RECORDS SUPPLIED: Begin
Issue #238, opened 2019-06-16
additional restrictions on summary_func?


petrelharp:
It should probably be a guaranteed property of general statistics that if you compute a branch statistic before and after simplifying then you'll get the same answer. Unsimplified tree sequences can have dangling branches, which should have weight 0, so unpolarised statistics will assign value
```
  f(0) + f(total_weight)
```
to these branches. So, to ensure that this property holds, we need to require that
```
 f(0) = 0
 f(total_weight) = 0
```
This is the case for all statistics we've defined or discussed so far (e.g., for phenotypic covariance, we deifned the weights to sum to zero).

jeromekelleher:
Should we state this as a required property in the docs, or verify it in the code? I guess we should verify it for the Python interface for general stats anyway, as a useful debugging dev tool? It's not so obvious we should do it in C.

petrelharp:
Whoops - in fact, for unpolarised stats we only need that `f(0) + f(total_weight) = 0`. For polarised statistics we would want each term to be individually zero.

petrelharp:
I think we should document that both `f(0)` and `f(total_weight)` should both be zero, and verify it in python in general_stat. It's a very useful debugging tool, and putting it only in general stats will warn us, since we cross-check methods against general_stat anyhow.

jeromekelleher:
I agree - the general stats interface isn't high-performance anyway, so checking the function here makes total sense. (We should keep in mind people that are not us also, who are developing stats that **don't** end up being implemented in tskit)

jeromekelleher:
I think this still needs doing @petrelharp?

PR #239, opened 2019-06-16
phenotype correlation

petrelharp:
In the paper we've described a statistic that is "phenotype correlation", which is basically the correlation of a weight with the inheritance pattern of the site/branch/node. So far I've implemented covariance; doing correlation (dividing by `sqrt(p(1-p))`) won't be hard.  Just 'cause it sounds catchy I've called it "inheritance covariance", but should probably rename it "phenotype covariance" or even just "weight covariance".

In doing this I've had to make another route from python to c that parallels the "sample set" machinery. It's probably not quite the right API yet to be useful in a bunch of different situations.

To-do:
- implement correlation also
- write c tests
- write lowlevel python tests

Also see #238 which I realized while doing this.

### DIFF
--- a/c/tests/test_stats.c
+++ b/c/tests/test_stats.c
@@ -477,6 +477,32 @@ verify_node_general_stat_errors(tsk_treeseq_t *ts)
 }
 
 
+typedef int one_way_weighted_method(tsk_treeseq_t *self,
+        tsk_size_t num_weights, double *weights,
+        tsk_size_t num_windows, double *windows, double *result, tsk_flags_t options);
+
+static void
+verify_one_way_weighted_func_errors(tsk_treeseq_t *ts, one_way_weighted_method *method)
+{
+    // we don't have any specific errors for this function
+    // but we might add some in the future
+    int ret;
+    tsk_size_t num_samples = tsk_treeseq_get_num_samples(ts);
+    double *weights = malloc(num_samples * sizeof(double));
+    double result;
+    size_t j;
+
+    for (j = 0; j < num_samples; j++) {
+        weights[j] = 1.0;
+    }
+
+    ret = method(ts, 0, weights, 0, NULL, &result, 0);
+    CU_ASSERT_EQUAL_FATAL(ret, TSK_ERR_BAD_STATE_DIMS);
+
+    free(weights);
+}
+
+
 typedef int one_way_stat_method(tsk_treeseq_t *self,
         tsk_size_t num_sample_sets, tsk_size_t *sample_set_sizes, tsk_id_t *sample_sets,
         tsk_size_t num_windows, double *windows, double *result, tsk_flags_t options);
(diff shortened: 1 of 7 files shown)


jeromekelleher:
This is amazing @petrelharp, the summary func is so simple! Code looks great, the Python-C stuff is air-tight.

petrelharp:
Also to-do: center `W` for covariance. (maybe normalise too?)

c/tests/test_stats.c
```diff
@@ -477,6 +477,30 @@ verify_node_general_stat_errors(tsk_treeseq_t *ts)
...
+    double *weights = malloc(num_samples * sizeof(double));
+    double result;
+    size_t j;
+
+    for (j = 0; j < num_samples; j++) {
+        weights[j] = 1.0;
+    }
+
+    ret = method(ts, 0, weights, 0, NULL, &result, 0);
+    CU_ASSERT_EQUAL_FATAL(ret, TSK_ERR_BAD_STATE_DIMS);
```
jeromekelleher: Leaking memory here - need to free weights.

c/tests/test_stats.c
```diff
@@ -1044,6 +1068,52 @@ test_paper_ex_diversity(void)
...
+    /* weights of 0 leads to 0 */
+    for (j = 0; j < num_samples; j++) {
+        weights[j] = 0.0;
+    }
+    ret = tsk_treeseq_inheritance_covariance(&ts, 1, weights, 0, NULL,
+            &result, TSK_STAT_SITE);
+    CU_ASSERT_EQUAL_FATAL(ret, 0);
+    CU_ASSERT_DOUBLE_EQUAL_FATAL(result, 0.0, 1e-6);
+
+    tsk_treeseq_free(&ts);
```
jeromekelleher: Also leaking here. It's a good idea to run these tests through valgrind, catches these problems up front.

c/tests/test_stats.c
petrelharp: heh. oh, right.

petrelharp:
I've implemented correlations, too. As expected, I (a) found some how-did-this-even-work-before errors, (b) found an whoops-I-was-changing stuff-back-in-python-without-meaning-to error, and (c) had to think harder about how to set things up. The main thing for (c) is that in computing correlations, we divide by `sqrt(p * (1 - p))`, which means we have to compute `p`, which means we need an additional column on the array of weights (that is all `1/n`s). This is no big deal - at the C level we have to copy the weight array anyhow (to standardise it), and required some adjustments to the testing set-up - but I suspect in the future we'll want to make this sort of thing generally easier somehow.

Hopefully, this is ready to go. I want to add at least one test where we check by hand what the answer is supposed to be, first, though, to avoid e.g. factors of 2 in common between the implementations.

Also to-do: rename functions. And, check the docs to make sure it says it's the *squared* correlation.

Renaming: I'm tending towards `trait_covariance` and `trait correlation`: thoughts?

petrelharp:
There's a significant omission here still - I forgot the `n-1` in the denominator. In the process of fixing this.

c/tskit/trees.c
```diff
@@ -1858,6 +1859,139 @@ tsk_treeseq_diversity(tsk_treeseq_t *self,
...
+
+    // center weights
+    for (j = 0; j < num_samples; j++) {
+        row = GET_2D_ROW(weights, num_weights, j);
+        for (k = 0; k < num_weights; k++) {
+            means[k] += row[k];
+        }
+    }
+    for (k = 0; k < num_weights; k++) {
+        means[k] /= (float) num_samples;
```
jeromekelleher: Cast to double rather than float - could have weird consequences otherwise.

c/tskit/trees.c
```diff
@@ -1858,6 +1859,139 @@ tsk_treeseq_diversity(tsk_treeseq_t *self,
...
+static int
+inheritance_correlation_summary_func(size_t state_dim, double *state, size_t TSK_UNUSED(result_dim),
+        double *result, void *TSK_UNUSED(params))
+{
+    const double *x = state;
+    double p;
+    size_t j;
+
+    p = x[state_dim - 1];
+    for (j = 0; j < state_dim - 1; j++) {
```
jeromekelleher: Is there any way p could be negative? Do we need to guard against this? Numpy returns a NaN if -1 is passed to sqrt, so many it's OK to just let it happen like we're doing with division by zero.

jeromekelleher: Stupid Jerome! I just read the first bit of the line again and realised why it was doing it. Maybe clearer to have an if statement for this?

c/tskit/trees.c
```diff
@@ -1858,6 +1859,139 @@ tsk_treeseq_diversity(tsk_treeseq_t *self,
...
+    // center and scale weights
+    for (j = 0; j < num_samples; j++) {
+        row = GET_2D_ROW(weights, num_weights, j);
+        for (k = 0; k < num_weights; k++) {
+            means[k] += row[k];
+            meansqs[k] += row[k] * row[k];
+        }
+    }
+    for (k = 0; k < num_weights; k++) {
+        means[k] /= (float) num_samples;
```
jeromekelleher: Cast to double here also.

c/tskit/trees.c
```diff
@@ -1858,6 +1859,139 @@ tsk_treeseq_diversity(tsk_treeseq_t *self,
...
+        sds[k] = sqrt(meansqs[k]);
+    }
+    for (j = 0; j < num_samples; j++) {
+        row = GET_2D_ROW(weights, num_weights, j);
+        new_row = GET_2D_ROW(new_weights, num_weights + 1, j);
+        for (k = 0; k < num_weights; k++) {
+            new_row[k] = (row[k] - means[k]) / sds[k];
+        }
+        // set final row to 1/n to compute frequency
+        new_row[num_weights] = 1.0 / (float) num_samples;
```
jeromekelleher: ditto here.

jeromekelleher:
> Renaming: I'm tending towards trait_covariance and trait correlation: thoughts?

Like. Trait is much clearer than inheritance.

petrelharp:
Fixed things up with comparing to actual covariances and correlations. Still got to

- [] change the name
- [] make the tests not take so long

petrelharp:
Maybe this is ready to go? See my solution to speeding up the stats tests (which were taking an hour): not  do all of them. =) (but, it's a good solution)

petrelharp:
BTW, I checked, and there was no bottleneck in the methods; it's just we were doing a *lot* of tests - like, 4 choices of window times five choices of sample set times three modes times twenty situations times lots of stats ... the "definition" methods for correlation and covariance seemed the slowest; and they'd take less than a second per tree sequence, but it added up.

jeromekelleher:
Looks great, thanks @petrelharp! Just needs a rebase and we're good to go I think (but, watch out for your other PR, which I think is also a commit of this branch? You'll need to rebase that as well, dropping all the leading commits.)

Re the random subsetting, that's a great solution. We should definitely make it deterministic though: there's nothing more frustrating than having a test that fails when you run all the tests, but passes when you run it by itself. All unit tests should run identically, regardless of what other tests are run.

petrelharp:
Ok, maybe this is good to go?

jeromekelleher:
Yep, looking good. Thanks @petrelharp!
RECORDS SUPPLIED: End
### [WHAT IS REQUIRED]
Each line of the records that holds the word "opened" should be copied out.

### [TASK OUTPUT]
Issue #238, opened 2019-06-16
PR #239, opened 2019-06-16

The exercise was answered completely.